The problem arises due to the perfect correlation between the two series in your data. From the traceback, you can see, that internally a wald test is used to compute the maximum likelihood estimates for the parameters of the lag-time series. To do this an estimate of the parameters covariance matrix (which is then near-zero) and its inverse is needed (as you can also see in the line invcov = np.linalg.inv(cov_p) in the traceback). This near-zero matrix is now singular for some maximum lag number (>=5) and thus the test crashes.
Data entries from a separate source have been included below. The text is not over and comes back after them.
PR #352, opened 2012-03-22
NEXUS-4943: Generalize metadata handling

cstamas:
The existing "maven metadata manager" concept pulled up a level, with "defaulted" NOOP implementation for now, except in case of M2Repository where a real implementation (merely just delegation to existing calls) added.

### DIFF
--- a/nexus/nexus-api/src/main/java/org/sonatype/nexus/proxy/item/DefaultStorageNotFoundItem.java
+++ b/nexus/nexus-api/src/main/java/org/sonatype/nexus/proxy/item/DefaultStorageNotFoundItem.java
@@ -1,0 +1,32 @@
+/**
+ * Sonatype Nexus (TM) Open Source Version
+ * Copyright (c) 2007-2012 Sonatype, Inc.
+ * All rights reserved. Includes the third-party code listed at http://links.sonatype.com/products/nexus/oss/attributions.
+ *
+ * This program and the accompanying materials are made available under the terms of the Eclipse Public License Version 1.0,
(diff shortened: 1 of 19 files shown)


jdillon:
Missing tests?

I took a quick look and nothing negative to say about it ;-)  A few empty/superfluous javadocs (like \@return w/o any text).

What is the example use for implementing the metadata related bits for the SP spec ( https://docs.google.com/a/sonatype.com/spreadsheet/ccc?key=0An3vtHmXvlwXdDUzVG5aMkFCMXE3TmVKd2tEUkUya1E#gid=0 )?

cstamas:
```
  Repository repository = ...
  repository.getRepositoryMetadataManager().expireMetadataCaches( new ResourceStoreRequest("/") );
```

This could be done against any repository, but currently only M2 repositories will do anything (others not implementing this feature will fall back to NOOP manager doing nothing).

jdillon:
Okay, I asked Alin to look this over for sanity.  I think this change is going to be enough to generically cope with metadata muck... 

+1

adreghiciu:
+1

cstamas:
Rebased against latest master.
Added tests, and those tests resulted in a bug discovery and it's fix is in place. 

This also means, that JD owes beer to two of us, as he actually made a good deed by asking for UTs. And people doing good deeds usually give out some beer too. At least, it stems from their "good" nature. They like to do good things to others. So, conclusion is that JD owes 2 beers: one for @adreghiciu and one for me :D

cstamas:
Before anyone starts panicking: it's friday past 6PM here :P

If you add just a little noise to your data, the error disappears:

import numpy as np
import pandas as pd
import matplotlib.pyplot as plt
from statsmodels.tsa.stattools import grangercausalitytests

n = 1000
ls = np.linspace(0, 2*np.pi, n)
df1Clean = pd.DataFrame(np.sin(ls))
df2Clean = pd.DataFrame(2*np.sin(ls+1))
dfClean = pd.concat([df1Clean, df2Clean], axis=1)
dfDirty = dfClean+0.00001*np.random.rand(n, 2)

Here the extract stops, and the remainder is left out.